E appunto, la memoria: noi siamo ciò che ricordiamo. La nostra storia è la storia dei nostri ricordi, è costruita con la memoria. Per questo è decisivo porre al cuore della vita spirituale la memoria del Signore: per innestare la nostra storia nella storia del Signore stesso. Il ricordo delle parole del Signore, così come delle parole della Scrittura, aiuta il credente a leggere i fatti della storia e della vita illuminandoli con la luce che viene dal Signore. Così, ascolto e memoria si pongono a servizio di un rinnovamento radicale dello sguardo per consentire l’intelligenza e il discernimento di fede sulla realtà. Un esempio di questa intelligenza pneumatica e di fede della realtà lo troviamo in Gv 12,16, là dove l’evangelista, dopo aver annotato che Gesù, attorniato da una folla che lo osannava agitando rami di palme, era salito su un asino “come sta scritto: ‘Non temere, figlia di Sion! Ecco, il tuo re viene, seduto su un puledro d’asina’” (Gv 1214-15), aggiunge: “I suoi discepoli sul momento non compresero queste cose; ma quando Gesù fu glorificato, si ricordarono che di lui erano scritte queste cose e che a lui le avevano fatte”.
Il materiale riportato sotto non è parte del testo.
PR #8788, opened 2025-02-10
Fix Aqara `DJT12LM` issues

z-x-f:
This is my DJT12LM information, it works fine
```js
   "device": {
        "applicationVersion": 25,
        "dateCode": "20200528",
        "hardwareVersion": 1,
        "manufacturerID": 4447,
        "manufacturerName": "LUMI",
        "model": "DJT12LM",
        "powerSource": "Battery",
        "softwareBuildID": "2019\u0000www.",
        "stackVersion": 2,
        "type": "EndDevice",
        "zclVersion": 3
    }
```

### DIFF
--- a/src/lib/lumi.ts
+++ b/src/lib/lumi.ts
@@ -2045,17 +2045,24 @@ export const lumiModernExtend = {
             ...args,
         }),
     lumiVibration: (): ModernExtend => {
-        const exposes: Expose[] = [e.action(['shake', 'triple_strike'])];
+        const exposes: Expose[] = [e.action(['triple_strike', 'movement'])];
 
         const fromZigbee: Fz.Converter[] = [
             {
-                cluster: 'ssIasZone',
+                cluster: 'genMultistateInput',
                 type: ['attributeReport', 'readResponse'],
                 convert: (model, msg, publish, options, meta) => {
-                    if (msg.data[45] !== undefined) {
-                        const zoneStatus = msg.data[45];
-                        const actionLookup: KeyValueNumberString = {1: 'shake', 2: 'triple_strike'};
-                        return {action: actionLookup[zoneStatus]};
+                    if (msg.data.presentValue !== undefined && msg.data.presentValue === 1) {
+                        return {action: 'triple_strike'};
+                    }
+                },
+            },
+            {
+                cluster: 'manuSpecificLumi',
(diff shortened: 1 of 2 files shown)


src/lib/lumi.ts
```diff
@@ -5247,6 +5254,26 @@ export const toZigbee = {
             }
         },
     } satisfies Tz.Converter,
+    lumi_sensitivity_adjustment: {
```
Koenkk, line 5257: Could you use modernExtend for this just like: https://github.com/Koenkk/zigbee-herdsman-converters/blob/9c3b9876056c84a94ae7083a36bedc7b6aafe9ec/src/lib/lumi.ts#L1534

src/lib/lumi.ts
```diff
@@ -2045,17 +2045,24 @@ export const lumiModernExtend = {
             ...args,
         }),
     lumiVibration: (): ModernExtend => {
-        const exposes: Expose[] = [e.action(['shake', 'triple_strike'])];
+        const exposes: Expose[] = [e.action(['triple_strike', 'movement'])];
```
Koenkk, line 2048: Please keep the actions the same to prevent a breaking change.

src/lib/lumi.ts
```diff
@@ -2045,17 +2045,24 @@ export const lumiModernExtend = {
...
 
         const fromZigbee: Fz.Converter[] = [
             {
-                cluster: 'ssIasZone',
```
Koenkk, line 2052: Maybe we should keep both converters? I'm not sure if this will break for others.

src/lib/lumi.ts
z-x-f: Oh, I was just following the naming in the Aqara app. If it's not appropriate, I'll revert back to the original action.
aqara app

z-x-f: @Koenkk Hi, Kk ,What do you think?

Koenkk: I would not go for a breaking change here, so please revert.

z-x-f: Since I'm not entirely sure what the original `shake` is meant to do, would it be okay to retain 'shake' and add `movement` as an additional action?

Koenkk:
Thanks!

Preparandosi a prendere congedo dai suoi, Gesù – dopo aver lasciato ai discepoli il comando di amarsi reciprocamente e dopo aver promesso loro il dono dello Spirito – dona loro la pace: “Vi lascio la pace, vi do la mia pace” (v. 27). Non si tratta di un augurio, ma di un dono, dello stabilirsi nei discepoli del grande segno della benedizione del Signore. E la pace che prende dimora nel cuore del credente ne scaccia la paura e il turbamento. Essa infatti si accompagna alla promessa del suo ritorno: “Vado e tornerò da voi” (v. 28) e dovrebbe sbocciare in gioia.
E la gioia potrà esplodere, una volta avvenuta la glorificazione, perché i discepoli potranno ricordare nello Spirito le parole che Gesù ora dice loro e potranno nella fede cogliere che la sua dipartita non è la fine di una storia, ma il rilancio della promessa, non è l’imporsi di un’assenza, ma il rinnovarsi di una presenza.